They say there’s a market wobble in progress, but you wouldn’t think so by the number of new funds and venture firms that got announced today. Six of them, in fact:

Whew! That was a lot of new funds all in one day. Don’t worry, though, we have some nonfund news too:

M13’s Karl Alomar: Six strategies for leading startups through a downturn

Flints with miniature model of a self-made passenger ship
Image Credits: horstgerlach (opens in a new window) / Getty Images

Basic best practices will not help your company endure this winter, so we invited M13 managing partner Karl Alomar to join us on a Twitter Space to discuss six strategies for leading startups through a downturn:

  • Using “ruthless prioritization” to find proof points.
  • Investors still expect “healthy growth.”
  • Why founders need to secure 24+ months of runway.
  • How to talk to your investors about pivoting.
  • When it’s okay to leave money on the table.
  • What you need to do differently to fundraise during a downturn.

Based on his time leading startups through the dot-com implosion in 2000 and the 2008 Great Recession, Alomar says it’s critical for founders to be strategic and not reactive.

“The decisions you make in your business are going to affect all the people that work for you, so you have to be able to manage and communicate across all those stakeholders very effectively,” he said.

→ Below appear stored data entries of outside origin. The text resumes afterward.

PR #307, opened 2016-12-29
Avoid calling pipe2 on Android

beeender:
See https://github.com/realm/realm-java/issues/3945

* pipe2 was added to bionic on API 9, but apparently there are devices
  still don't have it even API > 10. Not sure if it is because of those
  devices don't support pipe2 system call or it just a bug with their
  bionic libs, for less risk, just use pipe + fnctl instead.
* O_CLOEXEC flag doesn't seem to be necessary for android since app
  should never call exec family functions.


src/util/android/event_loop_signal.hpp
```diff
@@ -44,11 +44,18 @@ class EventLoopSignal : public std::enable_shared_from_this<EventLoopSignal<Call
         }
 
         int message_pipe[2];
-        if (pipe2(message_pipe, O_CLOEXEC | O_NONBLOCK)) {
+        // pipe2 became part of bionic from API 9. But there are some devices with API > 10 still have problems.
```
jpsim: "that still have problems"

beeender:
retest this please

bdash:
CI: Retest this please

M13’s Karl Alomar: 6 strategies for leading startups through a downturn

(TechCrunch+ is our membership program, which helps founders and startup teams get ahead. You can sign up here.)

Big Tech Inc.

Walmart’s new agreement with Canoo to order 4,500 electric vehicles for last-mile delivery seems to have come at a good time for Canoo. Kirsten writes that in May, the company was warning investors that it might not have enough money to stay in business. The news also gave Canoo a nice bump to its share price.

In the latest saga involving Twitter, the social media giant’s lawyers are calling Elon Musk’s attempt to get out of an acquisition deal “invalid and wrongful,” Ivan writes. All of this drama is dragging Twitter shares down with it. Meanwhile, Twitter is letting users “unmention” themselves in tweets, Aisha reports. We’re thinking Twitter wishes it could unmention itself from all this nonsense.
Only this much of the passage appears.